The Michigan State University Chabad was vandalized in two attacks last week, with windows smashed with rocks and Nazi swastikas graffitied on its door, according to the Chabad center and the East Lansing Police Department (ELPD).
A vandal repeatedly pelted the MSU Chabad center with rocks at midnight last Tuesday, according to the East Lansing municipality. The Chabad said that the center's reinforced glass windows remained largely intact after the incident, and no one was inside at the time.
The Chabad center was again targeted on Thursday, according to the ELPD, with a suspect spray painting Nazi symbols on the front door of the Jewish facility. The suspect then proceeded to throw more rocks, which the Chabad center said in an Instagram statement resulted in the breaking of another window.
The same vandal was suspected to have committed both acts, according to the ELPD, which is investigating the incidents as possible linked hate crimes. The East Lansing municipality appealed to the public for tips and video recordings of the incident.
Attacks 'deeply unsettling' MSU Jewish center says
The MSU Jewish center said after the second incident that the attacks were "deeply upsetting" but that they would not allow the matter to deter them.

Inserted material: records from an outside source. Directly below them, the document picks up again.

PR #117, opened 2016-02-28
Fix help message text

h3xx:
Fixes `Which Distro\'s ascii art to print` in output when running `--help`. (Notice the backslash-quote.)

Caused by a rogue backslash in the heredoc.

Aside: I don't think Github's syntax highlighting is doing a good job here.


dylanaraps:
Thanks :+1:

PR #122, opened 2016-03-04
man pages?

konimex:
For some people (including me, I guess), `screenfetch --help` is a bit... inconvenient, because you have to scroll your mouse to find your desired option, and some of us want to be as mouse-free as possible, so I thought that man page would be beneficial, so you can find it easily, scroll-free.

"We are guided by the message of Chanukah: when darkness increases, so must light. Retreat has never been the Jewish response," Rabbi Bentzy & Simi Shemtov said in a statement.
MSU president Kevin Guskiewicz said in a Thursday statement that he was troubled by the incidents near the campus in the wake of last Sunday's Bondi Beach Massacre in Australia.
"Acts such as these reverberate far beyond physical damage, especially for members of the Jewish community who continue to live with the heightened reality of antisemitism," said Guskiewicz. "Michigan State University is a community for all. We unequivocally condemn antisemitism in all its forms, as well as hatred, harassment and violence directed at any individual or group."
Anti-Defamation League Michigan said on X that it was appalled by the attack and was working closely with the Chabad, the university, and law enforcement on the issue. The ADL also noted the event occurred just after the Bondi attack, "underscoring the urgent need for vigilance."